I practically ran back to the house, unlocking the front door and collapsing against it once I was inside. My head felt like it was full, over pressurised. There was a loud thrumming in my ears and an even louder beating in my chest. I went to the bathroom, undressed and got into the shower, running the water cold at first, just to shock me back to reality. Once I began to shiver, I gradually warmed the water up until I had calmed down, my breathing becoming more even and my heartrate steady.

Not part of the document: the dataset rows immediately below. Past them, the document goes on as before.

Issue #4379, opened 2018-04-25
[Watchdog] Add Endpoint for Handling Positive Responses


chenba:
At the very least:

- make the image inaccessible
- flag the shot appropriately (use a block type from #4347 or create a new one?)

PR #4532, opened 2018-06-07
Handle Watchdog Callback Requests

### LINKED ISSUE #4378: [Watchdog] Add Endpoint for Handling Negative Responses
Record it.  That's it.

chenba:
Fix #4378, #4379 

Note that #4529 should be merged before this.

### DIFF
--- a/server/src/watchdog.js
+++ b/server/src/watchdog.js
@@ -78,6 +78,19 @@ function getSubmissionId() {
   });
 }
 
+function getSubmission(id) {
+  return db.select(
+    "SELECT * FROM watchdog_submissions WHERE id = $1", [id]
+  ).then(rows => {
+    if (rows.length) {
+      return rows[0];
+    }
+    const err =  new Error("Unable to find a Watchdog submission.");
+    err.watchdogSubmissionId = String(id);
+    throw err;
+  });
+}
+
 const credentials = {
   id: config.watchdog.id,
   key: config.watchdog.key,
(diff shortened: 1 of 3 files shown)


server/src/watchdog.js
```diff
@@ -138,3 +149,45 @@ exports.submit = function(shot) {
     mozlog.error("watchdog-failed-submission", {err: e});
   });
 };
+
+exports.handleResult = function(req) {
+  getSubmission(req.params.submissionId).then(record => {
+    if (record.request_id !== req.body.watchdog_id) {
+      throw new Error(`Received mismatching Watchdog ID in callback for submission ${record.id}.`);
```
ianb: Sentry doesn't do well with dynamically-generated error messages.

This pattern works in the add-on, but I'm unsure if it works on the server:

```js
let exc = new Error("Received mismatching Watchdog ID in callback");
exc.recordId = String(record.id); // Note, if you don't turn it into a string then "undefined" gets lost
exc.watchDogId = String(req.body.watchdog_id);
```

But... I'm really not sure if that works.

server/src/watchdog.js
```diff
@@ -138,3 +149,45 @@ exports.submit = function(shot) {
...
+    }
+    if (req.query.nonce !== record.nonce) {
+      throw new Error(`Received mismatching nonce in callback for submission ${record.id}.`);
+    }
+    if (record.positive_result !== null) {
+      throw new Error(`Watchdog submission ${record.id} already has a result.`);
+    }
+
+    if (req.body.positive === false) {
```
ianb: `if (req.body.positive)` ? Unless there's some weird in-between where it's null...?

server/src/watchdog.js
```diff
@@ -138,3 +149,45 @@ exports.submit = function(shot) {
...
+      handleNegative(record);
+    } else {
+      handlePositive(record);
+    }
+  }).catch(e => {
+    mozlog.error("watchdog-failed-callback", {err: e});
```
ianb: This should probably use `responses.sendError(req, res, e)`, or else the catch should happen in `server.js`. Or you should use `ravenclient.captureRavenException`

PR #4535, opened 2018-06-07
Fix #4528, Pass addonData through to embedded WebExtension startup

### LINKED ISSUE #4528: Include upstream PDF-related patch
In [Bug 1466349](https://bugzilla.mozilla.org/show_bug.cgi?id=1466349) there's a patch to Screenshots that we should include in our repo.

ianb:
This includes the mozilla-central commit from https://bugzilla.mozilla.org/show_bug.cgi?id=1466349
Commit is https://hg.mozilla.org/releases/mozilla-beta/rev/4a309778103f

### DIFF
--- a/addon/bootstrap.js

I dried myself off, then changed into pyjamas and rolled into bed. I lay on my back staring at the ceiling, feeling exhausted and wide awake at the same time. The last day had been a rollercoaster. My entire life had turned upside down within twenty-four hours. I had been living such a quiet, boring, simple life. I had been so bored. I had been so empty. I realised that I hadn't felt that hollow, empty feeling since the back seat incident. Of course, that might have been because I was too busy having my entire world upturned by some alien being. I threw my hand across my eyes. What was I going to do? I had no idea what Buddy really wanted, no idea what his real intentions were. I could hardly keep him in my garden shed for the rest of my life.

I'd been given a responsibility I'd never asked for. If he had seemed dangerous, or had specific intentions, or even looked a little bit more like an alien, then I might have called some authorities, gotten someone else involved, handballed the problem to someone higher up and with more authority on how to deal with extra-terrestrial brings.

But he didn't seem to want anything. Except me. To be with me. And I didn't know what to do with that.

I stared at the ceiling, laying the facts bare in my mind. Yesterday, I had been a normal person living a normal, boring life. Tonight, I was hiding an alien in my garden shed. And I was hopelessly, powerfully attracted to him.

I turned over and screamed into my pillow.